**WHAT IS NEEDED**. Wherever a line in the data below holds "code", copy that line.

+ + + +

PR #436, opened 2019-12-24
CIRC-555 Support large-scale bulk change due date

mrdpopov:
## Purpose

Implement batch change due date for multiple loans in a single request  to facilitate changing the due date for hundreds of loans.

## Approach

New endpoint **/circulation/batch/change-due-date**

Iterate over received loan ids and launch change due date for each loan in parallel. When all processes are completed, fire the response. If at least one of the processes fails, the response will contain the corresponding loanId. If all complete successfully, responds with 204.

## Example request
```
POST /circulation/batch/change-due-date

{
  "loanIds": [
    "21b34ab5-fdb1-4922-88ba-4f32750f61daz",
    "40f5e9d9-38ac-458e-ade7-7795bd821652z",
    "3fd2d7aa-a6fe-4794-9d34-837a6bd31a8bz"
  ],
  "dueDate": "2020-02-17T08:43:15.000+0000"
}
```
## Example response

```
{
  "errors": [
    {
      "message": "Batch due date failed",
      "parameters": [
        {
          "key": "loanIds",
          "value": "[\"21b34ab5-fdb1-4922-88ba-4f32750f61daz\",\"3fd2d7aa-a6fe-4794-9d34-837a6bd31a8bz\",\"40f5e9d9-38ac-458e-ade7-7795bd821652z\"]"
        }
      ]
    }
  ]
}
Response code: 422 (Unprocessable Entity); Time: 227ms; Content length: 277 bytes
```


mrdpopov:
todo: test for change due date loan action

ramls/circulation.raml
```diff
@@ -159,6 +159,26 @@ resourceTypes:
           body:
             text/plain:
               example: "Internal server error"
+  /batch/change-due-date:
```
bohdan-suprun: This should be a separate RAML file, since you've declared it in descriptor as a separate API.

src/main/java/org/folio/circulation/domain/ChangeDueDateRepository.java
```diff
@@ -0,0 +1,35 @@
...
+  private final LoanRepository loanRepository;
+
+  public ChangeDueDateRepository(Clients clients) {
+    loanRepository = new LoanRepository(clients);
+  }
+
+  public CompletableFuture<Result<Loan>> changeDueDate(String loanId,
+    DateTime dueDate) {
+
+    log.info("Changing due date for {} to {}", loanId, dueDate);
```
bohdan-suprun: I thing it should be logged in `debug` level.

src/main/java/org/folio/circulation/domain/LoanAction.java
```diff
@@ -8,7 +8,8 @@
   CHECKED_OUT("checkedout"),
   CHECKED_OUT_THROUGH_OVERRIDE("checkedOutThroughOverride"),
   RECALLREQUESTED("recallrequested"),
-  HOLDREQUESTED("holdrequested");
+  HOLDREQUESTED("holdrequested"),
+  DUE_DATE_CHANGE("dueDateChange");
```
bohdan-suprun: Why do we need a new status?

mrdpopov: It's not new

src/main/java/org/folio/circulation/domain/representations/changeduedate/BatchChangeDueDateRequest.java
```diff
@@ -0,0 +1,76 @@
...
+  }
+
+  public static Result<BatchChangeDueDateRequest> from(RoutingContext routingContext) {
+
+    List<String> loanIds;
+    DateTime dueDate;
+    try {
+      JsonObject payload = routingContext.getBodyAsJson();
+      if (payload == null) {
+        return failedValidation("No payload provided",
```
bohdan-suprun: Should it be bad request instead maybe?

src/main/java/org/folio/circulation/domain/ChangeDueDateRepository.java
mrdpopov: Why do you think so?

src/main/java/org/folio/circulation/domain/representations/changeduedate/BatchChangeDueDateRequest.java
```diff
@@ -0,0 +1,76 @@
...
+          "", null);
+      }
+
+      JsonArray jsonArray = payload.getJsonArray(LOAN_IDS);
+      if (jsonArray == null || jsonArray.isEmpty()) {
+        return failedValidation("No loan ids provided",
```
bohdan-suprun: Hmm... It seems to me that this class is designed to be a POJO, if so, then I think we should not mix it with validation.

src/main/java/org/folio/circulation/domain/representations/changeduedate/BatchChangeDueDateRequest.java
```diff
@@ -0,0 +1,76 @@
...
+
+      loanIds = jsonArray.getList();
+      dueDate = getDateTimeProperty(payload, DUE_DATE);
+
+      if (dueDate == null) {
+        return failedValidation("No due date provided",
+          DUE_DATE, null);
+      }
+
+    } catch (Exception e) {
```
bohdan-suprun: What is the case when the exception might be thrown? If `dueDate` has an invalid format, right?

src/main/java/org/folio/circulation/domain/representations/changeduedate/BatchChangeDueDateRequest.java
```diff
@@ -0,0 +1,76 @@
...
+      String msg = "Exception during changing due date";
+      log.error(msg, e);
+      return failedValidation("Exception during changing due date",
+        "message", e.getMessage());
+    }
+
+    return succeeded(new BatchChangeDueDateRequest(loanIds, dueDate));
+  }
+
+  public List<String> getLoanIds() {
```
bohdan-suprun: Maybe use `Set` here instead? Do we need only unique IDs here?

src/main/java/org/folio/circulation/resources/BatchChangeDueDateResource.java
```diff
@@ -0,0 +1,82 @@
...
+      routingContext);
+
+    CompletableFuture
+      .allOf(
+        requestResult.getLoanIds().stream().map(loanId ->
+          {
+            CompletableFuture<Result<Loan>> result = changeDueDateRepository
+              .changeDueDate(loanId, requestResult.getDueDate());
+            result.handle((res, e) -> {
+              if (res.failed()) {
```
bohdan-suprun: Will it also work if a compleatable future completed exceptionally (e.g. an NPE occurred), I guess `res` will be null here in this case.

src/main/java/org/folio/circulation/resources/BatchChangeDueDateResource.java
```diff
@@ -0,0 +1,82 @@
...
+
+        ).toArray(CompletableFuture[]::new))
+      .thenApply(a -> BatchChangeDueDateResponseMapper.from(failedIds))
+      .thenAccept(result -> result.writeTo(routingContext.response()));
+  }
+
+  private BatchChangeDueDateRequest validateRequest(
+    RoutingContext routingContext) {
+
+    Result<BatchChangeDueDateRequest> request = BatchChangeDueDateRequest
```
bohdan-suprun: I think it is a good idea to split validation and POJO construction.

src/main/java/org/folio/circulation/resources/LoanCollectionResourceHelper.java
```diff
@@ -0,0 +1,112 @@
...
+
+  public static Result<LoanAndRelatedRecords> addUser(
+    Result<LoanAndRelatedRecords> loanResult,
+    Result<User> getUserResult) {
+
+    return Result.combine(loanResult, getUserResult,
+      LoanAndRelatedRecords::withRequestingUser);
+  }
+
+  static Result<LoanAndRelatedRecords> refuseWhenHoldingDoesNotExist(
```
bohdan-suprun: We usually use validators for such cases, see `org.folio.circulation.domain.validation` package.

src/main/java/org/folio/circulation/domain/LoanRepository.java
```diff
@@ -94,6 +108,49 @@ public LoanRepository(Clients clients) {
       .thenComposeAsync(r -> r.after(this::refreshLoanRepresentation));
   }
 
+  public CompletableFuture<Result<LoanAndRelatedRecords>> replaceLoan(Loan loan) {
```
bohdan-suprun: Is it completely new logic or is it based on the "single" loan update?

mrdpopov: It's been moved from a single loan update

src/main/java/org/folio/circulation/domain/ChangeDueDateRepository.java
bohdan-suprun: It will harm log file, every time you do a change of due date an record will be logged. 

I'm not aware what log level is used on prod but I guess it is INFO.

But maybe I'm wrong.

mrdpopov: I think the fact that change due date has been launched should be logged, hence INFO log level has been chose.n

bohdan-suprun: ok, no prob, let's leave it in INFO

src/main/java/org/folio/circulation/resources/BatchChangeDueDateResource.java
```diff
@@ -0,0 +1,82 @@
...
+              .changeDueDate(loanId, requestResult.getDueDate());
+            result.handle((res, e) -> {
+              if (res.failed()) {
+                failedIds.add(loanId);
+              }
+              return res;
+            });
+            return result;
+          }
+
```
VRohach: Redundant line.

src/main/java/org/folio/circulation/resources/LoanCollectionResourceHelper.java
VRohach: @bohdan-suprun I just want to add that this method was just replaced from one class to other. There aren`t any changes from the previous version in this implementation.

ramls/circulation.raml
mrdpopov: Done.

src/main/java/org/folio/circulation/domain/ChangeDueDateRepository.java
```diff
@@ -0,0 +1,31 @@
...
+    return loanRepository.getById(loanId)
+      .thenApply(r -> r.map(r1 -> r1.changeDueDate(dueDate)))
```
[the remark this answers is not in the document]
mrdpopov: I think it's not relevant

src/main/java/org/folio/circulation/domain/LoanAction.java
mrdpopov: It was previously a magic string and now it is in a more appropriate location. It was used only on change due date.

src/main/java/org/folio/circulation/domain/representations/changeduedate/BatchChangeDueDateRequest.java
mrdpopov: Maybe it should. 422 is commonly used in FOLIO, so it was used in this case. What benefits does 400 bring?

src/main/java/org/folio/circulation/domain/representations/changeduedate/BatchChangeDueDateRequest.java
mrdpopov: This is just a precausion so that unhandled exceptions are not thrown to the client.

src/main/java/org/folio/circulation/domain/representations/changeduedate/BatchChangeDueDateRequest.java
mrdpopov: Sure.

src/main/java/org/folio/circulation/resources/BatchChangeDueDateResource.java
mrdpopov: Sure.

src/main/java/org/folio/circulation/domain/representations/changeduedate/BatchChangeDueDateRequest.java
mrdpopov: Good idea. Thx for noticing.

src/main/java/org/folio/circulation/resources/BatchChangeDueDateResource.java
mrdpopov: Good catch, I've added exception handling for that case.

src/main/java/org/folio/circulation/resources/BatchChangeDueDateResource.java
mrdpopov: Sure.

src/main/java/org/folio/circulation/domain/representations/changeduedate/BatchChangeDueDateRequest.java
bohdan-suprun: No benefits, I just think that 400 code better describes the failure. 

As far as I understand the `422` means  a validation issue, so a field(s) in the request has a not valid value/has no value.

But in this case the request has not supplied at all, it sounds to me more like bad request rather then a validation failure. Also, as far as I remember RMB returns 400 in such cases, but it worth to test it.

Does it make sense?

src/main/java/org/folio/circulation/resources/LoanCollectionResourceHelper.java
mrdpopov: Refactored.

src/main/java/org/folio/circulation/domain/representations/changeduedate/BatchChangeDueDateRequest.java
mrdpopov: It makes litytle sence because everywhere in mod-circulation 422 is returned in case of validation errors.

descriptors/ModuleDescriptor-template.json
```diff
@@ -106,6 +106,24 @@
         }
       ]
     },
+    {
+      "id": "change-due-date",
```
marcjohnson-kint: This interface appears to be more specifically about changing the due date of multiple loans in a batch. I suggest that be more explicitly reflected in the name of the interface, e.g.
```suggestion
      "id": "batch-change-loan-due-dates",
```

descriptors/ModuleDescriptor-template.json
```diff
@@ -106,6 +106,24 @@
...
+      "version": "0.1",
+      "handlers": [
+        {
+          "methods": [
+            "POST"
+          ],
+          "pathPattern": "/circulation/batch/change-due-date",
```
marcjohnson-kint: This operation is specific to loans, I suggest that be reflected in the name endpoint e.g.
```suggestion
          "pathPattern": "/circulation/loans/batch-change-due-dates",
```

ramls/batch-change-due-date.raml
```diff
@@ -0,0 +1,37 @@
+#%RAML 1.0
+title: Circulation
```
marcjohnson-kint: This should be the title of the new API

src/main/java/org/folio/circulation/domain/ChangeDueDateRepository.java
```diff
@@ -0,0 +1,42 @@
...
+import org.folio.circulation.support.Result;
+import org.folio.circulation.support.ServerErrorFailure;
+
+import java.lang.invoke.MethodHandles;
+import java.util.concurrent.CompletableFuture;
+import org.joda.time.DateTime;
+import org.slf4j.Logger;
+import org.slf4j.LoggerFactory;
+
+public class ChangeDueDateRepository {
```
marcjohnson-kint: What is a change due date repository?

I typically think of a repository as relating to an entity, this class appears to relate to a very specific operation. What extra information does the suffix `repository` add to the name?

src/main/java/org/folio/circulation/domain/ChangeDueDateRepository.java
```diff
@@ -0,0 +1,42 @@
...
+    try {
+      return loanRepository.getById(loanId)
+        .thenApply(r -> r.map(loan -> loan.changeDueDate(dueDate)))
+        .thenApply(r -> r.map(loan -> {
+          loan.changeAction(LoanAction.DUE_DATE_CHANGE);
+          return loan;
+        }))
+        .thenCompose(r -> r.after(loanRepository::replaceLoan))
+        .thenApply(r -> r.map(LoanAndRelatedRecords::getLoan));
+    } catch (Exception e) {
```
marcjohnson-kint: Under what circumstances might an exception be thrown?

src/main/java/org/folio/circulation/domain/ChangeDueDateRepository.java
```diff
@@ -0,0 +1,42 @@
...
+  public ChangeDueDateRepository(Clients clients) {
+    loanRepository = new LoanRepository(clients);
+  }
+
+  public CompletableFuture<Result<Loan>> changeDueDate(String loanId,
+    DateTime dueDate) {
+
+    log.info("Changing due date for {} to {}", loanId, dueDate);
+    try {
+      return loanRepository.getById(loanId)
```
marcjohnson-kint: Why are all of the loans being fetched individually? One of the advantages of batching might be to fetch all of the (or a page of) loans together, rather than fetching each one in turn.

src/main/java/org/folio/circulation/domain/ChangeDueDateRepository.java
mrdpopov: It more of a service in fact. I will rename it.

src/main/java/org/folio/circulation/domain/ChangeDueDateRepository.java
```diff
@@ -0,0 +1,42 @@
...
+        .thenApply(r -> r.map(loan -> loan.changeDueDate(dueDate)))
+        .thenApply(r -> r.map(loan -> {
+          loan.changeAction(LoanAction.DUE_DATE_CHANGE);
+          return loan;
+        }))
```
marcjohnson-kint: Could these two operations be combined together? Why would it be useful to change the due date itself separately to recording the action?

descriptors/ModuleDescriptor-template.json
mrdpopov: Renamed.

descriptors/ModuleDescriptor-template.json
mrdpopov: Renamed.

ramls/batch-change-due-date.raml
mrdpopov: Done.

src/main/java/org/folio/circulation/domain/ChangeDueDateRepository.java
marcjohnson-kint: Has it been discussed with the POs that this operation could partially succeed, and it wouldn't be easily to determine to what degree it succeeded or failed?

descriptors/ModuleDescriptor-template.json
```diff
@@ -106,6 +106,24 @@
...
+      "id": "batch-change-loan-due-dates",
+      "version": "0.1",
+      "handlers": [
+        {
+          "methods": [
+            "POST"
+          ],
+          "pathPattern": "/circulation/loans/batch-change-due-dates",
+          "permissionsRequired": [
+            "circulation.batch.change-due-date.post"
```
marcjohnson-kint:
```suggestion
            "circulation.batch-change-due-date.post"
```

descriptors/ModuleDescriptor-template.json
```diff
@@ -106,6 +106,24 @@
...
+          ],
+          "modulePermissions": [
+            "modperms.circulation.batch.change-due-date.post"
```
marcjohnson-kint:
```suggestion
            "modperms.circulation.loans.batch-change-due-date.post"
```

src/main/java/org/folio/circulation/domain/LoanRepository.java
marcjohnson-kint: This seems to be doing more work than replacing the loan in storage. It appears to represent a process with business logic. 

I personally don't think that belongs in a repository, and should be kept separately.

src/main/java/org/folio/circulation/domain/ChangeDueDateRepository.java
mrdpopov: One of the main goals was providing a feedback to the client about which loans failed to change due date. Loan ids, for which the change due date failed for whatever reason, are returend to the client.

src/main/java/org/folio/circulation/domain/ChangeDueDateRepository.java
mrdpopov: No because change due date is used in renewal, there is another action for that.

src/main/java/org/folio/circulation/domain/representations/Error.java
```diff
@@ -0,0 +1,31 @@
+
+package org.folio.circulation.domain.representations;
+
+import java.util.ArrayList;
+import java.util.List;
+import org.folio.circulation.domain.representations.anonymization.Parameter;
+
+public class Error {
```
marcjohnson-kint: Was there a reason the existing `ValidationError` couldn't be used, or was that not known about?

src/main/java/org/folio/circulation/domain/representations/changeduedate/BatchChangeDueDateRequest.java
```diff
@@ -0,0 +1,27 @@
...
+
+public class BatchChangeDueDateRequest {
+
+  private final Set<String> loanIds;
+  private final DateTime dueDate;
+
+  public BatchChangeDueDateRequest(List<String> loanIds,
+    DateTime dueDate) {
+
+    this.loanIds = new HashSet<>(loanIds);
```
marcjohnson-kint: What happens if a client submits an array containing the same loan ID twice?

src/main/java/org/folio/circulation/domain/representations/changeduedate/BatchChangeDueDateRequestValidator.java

+ + + +

**TASK RESULT**.
Response code: 422 (Unprocessable Entity); Time: 227ms; Content length: 277 bytes
bohdan-suprun: No benefits, I just think that 400 code better describes the failure. 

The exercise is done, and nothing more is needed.